→ The task
What you return should match the data below exactly, line for line.

→ Provided information
⟨
PR #1305, opened 2020-07-27
Make /tmp into a tmpfs on travis linux/amd64

tsachiherman:
## Solution

Configure the travis linux/amd64 hosts to use a 768MB of in-memory tmp directory.
This change is intended to create a more deterministic running environment, where the network mapped disk would not negatively affect the unit tests.

### DIFF
--- a/scripts/travis/configure_dev.sh
+++ b/scripts/travis/configure_dev.sh
@@ -18,6 +18,8 @@ if [[ "${OS}" == "linux" ]]; then
         sudo apt-get update -y
         sudo apt-get -y install sqlite3
     elif [[ "${ARCH}" == "amd64" ]]; then
+        echo "/etc/fstab : "
+        sudo cat /etc/fstab
         sudo mv /tmp /old_tmp
         sudo mkdir -p /tmp
         sudo chmod 777 /tmp
--- a/scripts/travis/configure_dev.sh
+++ b/scripts/travis/configure_dev.sh
@@ -26,8 +26,9 @@ if [[ "${OS}" == "linux" ]]; then
         # none /var/ramfs tmpfs defaults,size=768m,noatime 0 2
 
         sudo umount -l /var/ramfs
+        sudo umount -l /dev/shm
         sudo sed '3d' /etc/fstab > fstab
-        sudo echo "none /var/ramfs tmpfs defaults,noatime,nosuid,nodev,size=256m,noatime,mode=0755 0 0" >> fstab
+        #sudo echo "none /var/ramfs tmpfs defaults,noatime,nosuid,nodev,size=256m,noatime,mode=0755 0 0" >> fstab
         sudo echo "tmpfs /tmp tmpfs rw,noatime,size=768m,noatime,mode=1777 0 0" >> fstab
         sudo cp fstab /etc/fstab
         sudo rm fstab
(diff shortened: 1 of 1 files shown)


scripts/travis/configure_dev.sh
```diff
@@ -17,6 +17,10 @@ if [[ "${OS}" == "linux" ]]; then
         set -e
         sudo apt-get update -y
         sudo apt-get -y install sqlite3
+    elif [[ "${ARCH}" == "amd64" ]]; then
+        sudo mkdir -p /mnt/ramdisk
+        sudo mount -t tmpfs -o rw,size=512M tmpfs /mnt/ramdisk
+        ln -s /mnt/ramdisk /tmp
```
onetechnical, line 23: If /tmp pre-exists, won't this create /tmp/ramdisk? I'm also concerned about obliterating the pre-existing files in /tmp, but that might be okay depending on what state of initialization we're in.

tsachiherman: As for your concerns - 
1. Yes, /tmp already exists - but it's part of the "/" directory. When doing `df -h`, I received:
```
Filesystem      Size  Used Avail Use% Mounted on
udev            3.9G     0  3.9G   0% /dev
tmpfs           797M  908K  796M   1% /run
/dev/sda1        68G   17G   52G  24% /
tmpfs           3.9G     0  3.9G   0% /dev/shm
tmpfs           5.0M     0  5.0M   0% /run/lock
tmpfs           3.9G     0  3.9G   0% /sys/fs/cgroup
/dev/loop0      109M  109M     0 100% /snap/google-cloud-sdk/138
/dev/loop1       97M   97M     0 100% /snap/core/9436
none            768M     0  768M   0% /var/ramfs
/dev/loop2       55M   55M     0 100% /snap/core18/1754
/dev/sda15      105M  3.6M  101M   4% /boot/efi
/dev/loop3       55M   55M     0 100% /snap/core18/1880
/dev/loop4       97M   97M     0 100% /snap/core/9665
/dev/loop5      119M  119M     0 100% /snap/google-cloud-sdk/142
tmpfs           797M     0  797M   0% /run/user/2000
```
2. The `/run` is read-only and I wasn't sure if I should attempt to change that.
3. I think that if we had any dependencies on the existing tmp directory, it would have caused build errors. Having the build passing seems to me like we're on the right path.

Would you have implemented the Ramdisk differently ? if so, please let me know how. I'm not particularly picky about the implementation of it.

onetechnical: The ramdisk setup is fine, I'm just not sure it'll be used unless we change our code to use /tmp/ramdisk instead of /tmp.

scripts/travis/configure_dev.sh
```diff
@@ -17,6 +17,12 @@ if [[ "${OS}" == "linux" ]]; then
         set -e
         sudo apt-get update -y
         sudo apt-get -y install sqlite3
+    elif [[ "${ARCH}" == "amd64" ]]; then
+        sudo mv /tmp /old_tmp
+        sudo mkdir -p /tmp
+        sudo chmod 777 /tmp
+        cp -r /old_tmp/ /tmp
```
onetechnical, line 24: Shouldn't this be after the mount command, not before?

tsachiherman:
I'm closing this for now. Will reopen as needed.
⟩
→ Completed task
PR #1305, opened 2020-07-27
Make /tmp into a tmpfs on travis linux/amd64

tsachiherman:
## Solution

Configure the travis linux/amd64 hosts to use a 768MB of in-memory tmp directory.
This change is intended to create a more deterministic running environment, where the network mapped disk would not negatively affect the unit tests.

### DIFF
--- a/scripts/travis/configure_dev.sh
+++ b/scripts/travis/configure_dev.sh
@@ -18,6 +18,8 @@ if [[ "${OS}" == "linux" ]]; then
         sudo apt-get update -y
         sudo apt-get -y install sqlite3
     elif [[ "${ARCH}" == "amd64" ]]; then
+        echo "/etc/fstab : "
+        sudo cat /etc/fstab
         sudo mv /tmp /old_tmp
         sudo mkdir -p /tmp
         sudo chmod 777 /tmp
--- a/scripts/travis/configure_dev.sh
+++ b/scripts/travis/configure_dev.sh
@@ -26,8 +26,9 @@ if [[ "${OS}" == "linux" ]]; then
         # none /var/ramfs tmpfs defaults,size=768m,noatime 0 2
 
         sudo umount -l /var/ramfs
+        sudo umount -l /dev/shm
         sudo sed '3d' /etc/fstab > fstab
-        sudo echo "none /var/ramfs tmpfs defaults,noatime,nosuid,nodev,size=256m,noatime,mode=0755 0 0" >> fstab
+        #sudo echo "none /var/ramfs tmpfs defaults,noatime,nosuid,nodev,size=256m,noatime,mode=0755 0 0" >> fstab
         sudo echo "tmpfs /tmp tmpfs rw,noatime,size=768m,noatime,mode=1777 0 0" >> fstab
         sudo cp fstab /etc/fstab
         sudo rm fstab
(diff shortened: 1 of 1 files shown)


scripts/travis/configure_dev.sh
```diff
@@ -17,6 +17,10 @@ if [[ "${OS}" == "linux" ]]; then
         set -e
         sudo apt-get update -y
         sudo apt-get -y install sqlite3
+    elif [[ "${ARCH}" == "amd64" ]]; then
+        sudo mkdir -p /mnt/ramdisk
+        sudo mount -t tmpfs -o rw,size=512M tmpfs /mnt/ramdisk
+        ln -s /mnt/ramdisk /tmp
```
onetechnical, line 23: If /tmp pre-exists, won't this create /tmp/ramdisk? I'm also concerned about obliterating the pre-existing files in /tmp, but that might be okay depending on what state of initialization we're in.

tsachiherman: As for your concerns - 
1. Yes, /tmp already exists - but it's part of the "/" directory. When doing `df -h`, I received:
```
Filesystem      Size  Used Avail Use% Mounted on
udev            3.9G     0  3.9G   0% /dev
tmpfs           797M  908K  796M   1% /run
/dev/sda1        68G   17G   52G  24% /
tmpfs           3.9G     0  3.9G   0% /dev/shm
tmpfs           5.0M     0  5.0M   0% /run/lock
tmpfs           3.9G     0  3.9G   0% /sys/fs/cgroup
/dev/loop0      109M  109M     0 100% /snap/google-cloud-sdk/138
/dev/loop1       97M   97M     0 100% /snap/core/9436
none            768M     0  768M   0% /var/ramfs
/dev/loop2       55M   55M     0 100% /snap/core18/1754
/dev/sda15      105M  3.6M  101M   4% /boot/efi
/dev/loop3       55M   55M     0 100% /snap/core18/1880
/dev/loop4       97M   97M     0 100% /snap/core/9665
/dev/loop5      119M  119M     0 100% /snap/google-cloud-sdk/142
tmpfs           797M     0  797M   0% /run/user/2000
```
2. The `/run` is read-only and I wasn't sure if I should attempt to change that.
3. I think that if we had any dependencies on the existing tmp directory, it would have caused build errors. Having the build passing seems to me like we're on the right path.

Would you have implemented the Ramdisk differently ? if so, please let me know how. I'm not particularly picky about the implementation of it.

onetechnical: The ramdisk setup is fine, I'm just not sure it'll be used unless we change our code to use /tmp/ramdisk instead of /tmp.

scripts/travis/configure_dev.sh
```diff
@@ -17,6 +17,12 @@ if [[ "${OS}" == "linux" ]]; then
         set -e
         sudo apt-get update -y
         sudo apt-get -y install sqlite3
+    elif [[ "${ARCH}" == "amd64" ]]; then
+        sudo mv /tmp /old_tmp
+        sudo mkdir -p /tmp
+        sudo chmod 777 /tmp
+        cp -r /old_tmp/ /tmp
```
onetechnical, line 24: Shouldn't this be after the mount command, not before?

tsachiherman:
I'm closing this for now. Will reopen as needed.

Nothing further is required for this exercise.